An invitation to think on the edges, surfaces, and turns of the literary artifact when it crosses cultural boundaries.
Presented by Rosario Hubert, Associate Professor of Spanish and Portuguese at Trinity College
In Discussion with Koichi Hagimoto, Professor of Spanish and Chair of the Department of Spanish and Portuguese at Wellesley College
When: February 10th @ 5:15PM
Where: Building 14, 14E-304 (
map)
ABSTRACT: In the absence of specialized programs of study, intellectual discussions of China in Latin America took shape in contingent critical infrastructures built at the crossroads of the literary market, cultural diplomacy, and commerce.
In Disoriented Disciplines: China, Latin America, and the Shape of World Literature Rosario Hubert decenters the authority of the text by connecting seemingly untranslatable cultural traditions. In this book, chinoiserie, “coolie” testimonies, Maoist prints, visual poetry, and Cold War memoirs compose a massive archive of primary sources that cannot be read or deciphered with the conventional tools of literary criticism. As Hubert demonstrates, even canonical authors, including Jorge Luis Borges, Octavio Paz, and Haroldo de Campos, write about China from the edges of philology, mediating the concrete as well as the sensorial.
Advocating for indiscipline as a method, Disoriented Disciplines challenges us to interrogate the traditional contours of the archives and approaches of comparative literary studies.
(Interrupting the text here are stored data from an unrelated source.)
PR #12658, opened 2019-10-28
Dead mice squeak no tails

### LINKED ISSUE #11596: Mouses squik post mortem when you walk on them.
**Problem Description**:
What is the problem?
You walk on mouse, it squiks. You kill it, then walk on it, and it keeps making noises, even though its dead. Security hears, and comes to you.

**What happened instead**:
I expected for dead mouse to not make noises, when you walk over it.
Makes you less stealthy.

1. kill mouse
2. walk over it, it will squik
since few weeks ago I think

Kyep:
Fixes #11596. RIP undead mice everywhere.

:cl: Kyep
fix: Fixed dead mice still squeaking when stepped on.
fix: Fixed mice held in your hand, or a backpack, still chewing through cables.
/:cl:

### DIFF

In dialogue with the rise of China globally and the opening of the humanities beyond the university, this book poses a crucial question for the present: what does it mean to be a specialist in a foreign culture?
BIO: Rosario Hubert is Associate Professor of Spanish and Portuguese at Trinity College, where she works on the crossover of world literature, geography, and the visual arts. Her book Disoriented Disciplines. China, Latin America, and the Shape of World Literature (2023, Northwestern University Press, FlashPoints Series) was recipient of the ACLA Helen Tartar First book subvention award and was funded by fellowships from the National Endowment for the Humanities and the American Council of Learned Societies. She is currently working on new project about poetics of the inhospitable and polar modernity.